Look through the records, and wherever the string "useful" turns up, copy out that line.

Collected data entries
▼▼▼

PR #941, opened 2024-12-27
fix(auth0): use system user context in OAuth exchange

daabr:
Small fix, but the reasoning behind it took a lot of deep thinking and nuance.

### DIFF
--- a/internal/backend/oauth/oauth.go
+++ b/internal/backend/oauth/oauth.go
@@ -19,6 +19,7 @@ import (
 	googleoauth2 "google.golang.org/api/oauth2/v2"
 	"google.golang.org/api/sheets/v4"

▲▲▲
▼▼▼

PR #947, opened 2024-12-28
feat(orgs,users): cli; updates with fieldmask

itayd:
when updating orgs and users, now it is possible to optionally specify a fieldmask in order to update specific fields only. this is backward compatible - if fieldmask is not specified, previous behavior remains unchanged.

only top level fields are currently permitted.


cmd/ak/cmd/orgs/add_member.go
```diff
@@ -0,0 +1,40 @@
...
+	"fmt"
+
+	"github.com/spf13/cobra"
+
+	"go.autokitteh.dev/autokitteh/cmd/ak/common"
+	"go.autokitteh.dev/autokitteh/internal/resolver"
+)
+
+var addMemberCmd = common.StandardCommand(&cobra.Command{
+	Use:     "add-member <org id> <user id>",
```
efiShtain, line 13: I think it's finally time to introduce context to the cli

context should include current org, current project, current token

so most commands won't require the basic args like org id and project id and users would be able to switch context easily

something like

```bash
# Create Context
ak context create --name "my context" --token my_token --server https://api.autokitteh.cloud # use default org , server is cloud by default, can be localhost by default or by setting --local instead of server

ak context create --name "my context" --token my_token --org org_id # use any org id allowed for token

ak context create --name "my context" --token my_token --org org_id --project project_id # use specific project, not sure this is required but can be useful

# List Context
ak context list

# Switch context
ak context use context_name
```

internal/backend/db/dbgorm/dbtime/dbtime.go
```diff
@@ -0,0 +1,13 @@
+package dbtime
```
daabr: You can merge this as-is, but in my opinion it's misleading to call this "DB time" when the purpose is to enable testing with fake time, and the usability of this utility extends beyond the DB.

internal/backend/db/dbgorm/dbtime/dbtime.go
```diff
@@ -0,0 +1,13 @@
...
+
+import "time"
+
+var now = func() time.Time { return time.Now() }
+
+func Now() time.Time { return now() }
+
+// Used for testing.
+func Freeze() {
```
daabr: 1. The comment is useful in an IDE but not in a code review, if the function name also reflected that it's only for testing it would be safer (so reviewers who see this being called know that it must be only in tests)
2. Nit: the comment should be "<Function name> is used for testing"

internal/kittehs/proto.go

▲▲▲
▼▼▼

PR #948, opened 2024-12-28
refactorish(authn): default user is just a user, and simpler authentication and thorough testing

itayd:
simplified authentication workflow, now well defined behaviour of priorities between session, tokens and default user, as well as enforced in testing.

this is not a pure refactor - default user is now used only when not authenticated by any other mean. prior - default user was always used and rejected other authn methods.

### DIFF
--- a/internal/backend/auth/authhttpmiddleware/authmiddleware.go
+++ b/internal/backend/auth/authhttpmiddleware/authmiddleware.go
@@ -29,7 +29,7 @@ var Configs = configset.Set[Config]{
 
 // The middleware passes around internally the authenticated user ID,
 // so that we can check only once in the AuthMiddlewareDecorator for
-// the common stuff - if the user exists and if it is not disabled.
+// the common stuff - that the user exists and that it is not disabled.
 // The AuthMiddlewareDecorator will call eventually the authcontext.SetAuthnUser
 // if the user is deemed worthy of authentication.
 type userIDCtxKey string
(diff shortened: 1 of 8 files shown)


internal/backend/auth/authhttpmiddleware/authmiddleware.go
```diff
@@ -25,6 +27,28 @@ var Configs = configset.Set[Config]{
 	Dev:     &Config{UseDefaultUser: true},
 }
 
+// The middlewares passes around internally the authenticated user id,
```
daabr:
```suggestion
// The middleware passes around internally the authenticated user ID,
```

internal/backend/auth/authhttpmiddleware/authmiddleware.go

▲▲▲

SOLVED PROBLEM
ak context create --name "my context" --token my_token --org org_id --project project_id # use specific project, not sure this is required but can be useful
daabr: 1. The comment is useful in an IDE but not in a code review, if the function name also reflected that it's only for testing it would be safer (so reviewers who see this being called know that it must be only in tests)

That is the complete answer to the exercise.